BioHCI – Physiological Signal Processing

BioHCI is a comprehensive Python framework to streamline the pre-processing and facilitate the exploration of physiological time-series signal data collected during multiple user studies. It provides flexibility in experimenting with different machine learning and neural network-based approaches for model cross-validation and evaluation using PyTorch and scikit-learn.
This framework assists researchers in the data loading, pre-processing, splitting, and balancing phases, and facilitates quickly exploring deep learning models, with logging, and result visualization. BioHCI allows quick parameter adjustments, comparison of results from multiple learning algorithms, and provides a consistent way of representing data.
Enabling easy re-labeling of the same dataset dramatically accelerates the process of running different experiments with a set of sensor measurements. BioHCI also properly handles unbalanced datasets. This framework is a first step toward a more generalizable solution to physiological signal analysis and interpretation.
Challenges of Classifying Physiological User Data
- Data is prone to noise: Physiological signals are susceptible to noise, especially when the data is collected in real-world settings. Moreover, variability among subjects also affects them, making the representation which we aim to extract harder to distinguish. These factors often lead to potential misrepresentation of results, such as classification of a confounding variable rather than of the signal itself. Physiological data is not straightforward to process, and often requires designing specialized data processing, analysis, and storage tools. BioHCI allows for multiple computational components in the data pre-processing phase (such as signal pre-processing and feature construction) that might be necessary before the data is used as an input into a machine learning algorithm.

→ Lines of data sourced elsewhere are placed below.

PR #1163, opened 2022-06-22
Add wallet-cli to wallet docker image

### LINKED ISSUE #1149: Include `wallet-cli` binary in wallet Docker, or create `wallet-cli` Docker
I need some way for users to get the `wallet-cli` binary, without making them build it themselves, so I can provide instructions for trying out the viewing and freezing capabilities.

sveitser:
Close #1149

### DIFF
--- a/wallet.Dockerfile
+++ b/wallet.Dockerfile
@@ -9,6 +9,7 @@ COPY wallet/api /app/api
 COPY wallet/public /app/public
 COPY wallet/official_assets/cape_v1_official_assets.lib /.espresso/verified_assets
 RUN chmod +x /app/wallet-api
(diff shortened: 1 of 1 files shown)


wallet.Dockerfile
```diff
@@ -4,6 +4,7 @@ RUN apt-get update \
   && rm -rf /var/lib/apt/lists/*
 
 COPY target/release/wallet-api /app/wallet-api
+COPY target/release/wallet-cli /app/wallet-cli
```
jbearer, line 7: I think we also need `RUN chmod +x /app/wallet-cli` (see below where we do it for `wallet-api`)

PR #1170, opened 2022-06-24
Get some parallelism in the faucet.

### LINKED ISSUE #1169: Faucet: break records in parallel
This looks good to me. It should increase our number of large records so we are not susceptible to a single large record get lost/delayed.

I think to get some parallelism and speed up the record breaking process, we need to do something about the `wallet.await_transaction(&receipt).await` in `break_up_records`. We should be able to skip this most of the time, since we expect to have other large records that can be broken up while the previous one is in transit. However, we don't want to skip this all the time -- if we did, then we might go back into the wait loop without creating enough records, in the case where we started with only one big record to break up. Therefore, I think we need to so something like
```
if wallet has more records that can be broken up {
  continue;
} else if this transaction will give us enough records {
  break;
} else {
  wait for transaction
}
```

Not sure if we want to do this now or in a separate PR, because this is already beneficial as is

_Originally posted by @jbearer in https://github.com/EspressoSystems/cape/pull/1167#pullrequestreview-1017397033_

jbearer:
Since the faucet now breaks records in half, creating more than one
big record at a time, we can generate multiple simultaneous transfers
when breaking up records, and then wait for them all at the same time,
rather than waiting for a transfer to complete before even building
the next one. Sometimes, we do not have to wait for the transfers to
complete at all.

This change also has the record breaker thread hold the wallet lock
less often, and simplifies the start-up process which waits for new
records to be created.

Closes #1169

### DIFF
--- a/faucet/src/faucet.rs
+++ b/faucet/src/faucet.rs
@@ -584,11 +584,11 @@ async fn spendable_records(
     })
 }
 
-/// Break large records into smaller records.
+/// Worker task to maintain at least `state.num_records` in the faucet wallet.
 ///
 /// When signalled on `wakeup`, this thread will break large records into small records of size
 /// `state.grant_size`, until there are at least `state.num_records` distinct records in the wallet.
-async fn break_up_records(state: FaucetState, mut wakeup: mpsc::Receiver<()>) {
+async fn maintain_enough_records(state: FaucetState, mut wakeup: mpsc::Receiver<()>) {
     loop {
         // Wait until we have few enough records that we need to break them up, and we have a big
         // enough record to break up.
@@ -626,11 +626,11 @@ async fn break_up_records(state: FaucetState, mut wakeup: mpsc::Receiver<()>) {
             wakeup.next().await;
         }
 
-        if let Some(transactions) = get_more_records(&state).await {
+        if let Some(transactions) = break_up_records(&state).await {
             // If we succeeded, wait until we are signalled again. Even though we may not have
             // enough records just yet, we will when the transactions submitted by
-            // `get_more_records` finalize. Returning to the previous loop and checking if we have
-            // enough records might spuriously lead us to call `get_more_records` again, which would
+            // `break_up_records` finalize. Returning to the previous loop and checking if we have
+            // enough records might spuriously lead us to call `break_up_records` again, which would
             // be an unnecessary waste of time.
             tracing::info!(
                 "will have sufficient records after {} transactions, waiting for a change",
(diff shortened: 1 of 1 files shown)


faucet/src/faucet.rs
```diff
@@ -616,7 +626,31 @@ async fn break_up_records(state: FaucetState, mut wakeup: mpsc::Receiver<()>) {
...
+        }
+    }
+}
+
+/// Break records into smaller pieces to create at least `state.num_records` total.
+///
+/// If successful, returns a list of transaction receipts which will give at least
+/// `state.num_records` when they are finalized. If there were not enough large records to break up
+/// to obtain the desired number of records, returns [None].
+async fn get_more_records(state: &FaucetState) -> Option<Vec<TransactionReceipt<CapeLedger>>> {
```
sveitser, line 649: I think this would call this function `break_up_records` and the existing `break_up_records` could be called `maintain_faucet_records` or something like that.

faucet/src/faucet.rs
```diff
@@ -626,30 +660,31 @@ async fn break_up_records(state: FaucetState, mut wakeup: mpsc::Receiver<()>) {
...
             }
 
             let largest_record = match records
                 .into_iter()
                 .max_by(|x, y| x.amount().cmp(&y.amount()))
             {
-                Some(record) => record,
-                None => {
-                    tracing::warn!("No spendable records");
+                Some(record) if record.amount() >= state.grant_size * 2u64 => record,
```
sveitser, line 679: Is the check on line 613 necessary if we have to check here as well?

sveitser (approved):
LGTM.

faucet/src/faucet.rs
```diff
@@ -504,28 +504,40 @@ async fn request_fee_assets(
...
-            );
-            let balance = wallet.balance(&AssetCode::native()).await;
-            let records = spendable_records(&wallet, state.grant_size).await.count();
-            tracing::info!(
-                "worker {}: wallet balance before transfer: {} across {} records",
-                id,
-                balance,
-                records
-            );
+            // If we don't have a sufficient balance, to transfer, it is probably only because some
```
philippecamacho, line 508: Is there not a risk to have this loop go on for ever? For example if the transactions in flight are rejected or if someone uses the same wallet somewhere else.

jbearer: I think it's okay. This worker task is supposed to live forever anyways. And as long as the balance is too low, it would not be able to make progress no matter what. If we allowed it to continue, it would only fail to transfer due to insufficient balance and send the failed request to the back of the queue.

Also, if the transactions in flight are rejected, we would get their inputs back, which would also allow this loop to exit.

faucet/src/faucet.rs
jbearer: The check on line 613 causes the thread to sleep if it fails. If we removed it then we would end up spamming `get_more_records` whenever we had no records to break up.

- Signals cannot be directly used with existing machine learning frameworks: For different sensors to intuitively work in the real world, the signal interpretation should be user-independent, not relying on individual calibration. Moreover, data from the same user needs to typically be kept in the same set, either training, validation, or evaluation.
- Small datasets: Unlike image or text data, which is widely available online, user physiological data is typically difficult and time-consuming to obtain, often requiring specialized lab equipment and setting. This data can be collected to investigate the subject's response to different phenomena, or to evaluate novel devices which are designed to enhance user experience. These constraints usually result in relatively small datasets, which could pose a problem for several machine learning algorithms, especially neural networks. While BioHCI does not directly address this problem, it facilitates exploration of classification results using different learning algorithms, some of which can be more appropriate for the size of the dataset.

Building Interactive Systems
The BioHCI system can be used to train and evaluate machine learning models for signal interpretation for recognizing different states. After models are trained with high accuracy, they can be deployed to lightweight hardware to be used in real-time systems. Two example applications of such systems are adaptive systems based on brain sensors and recognizing gestures on knitted sensors.
Using brain sensors as implicit inputs would enable a system to continuously collect brain data and make decisions while accounting for users’ cognitive states. The first figure shows the building blocks of an adaptive system incorporating such sensors, in addition to a trained machine learning model capable of recognizing different cognitive states. BioHCI can be used to train the model.
The second figure illustrates processes and component interactions that describe the model creation and the working of an interactive gesture recognition system using knitted sensors as an explicit input. Data collection, training and evaluation happen off-line and typically require more time and computing power. Once a model is trained to high accuracy using BioHCI, it can be deployed on lightweight hardware to recognize gestures in real time, supporting different interactive applications.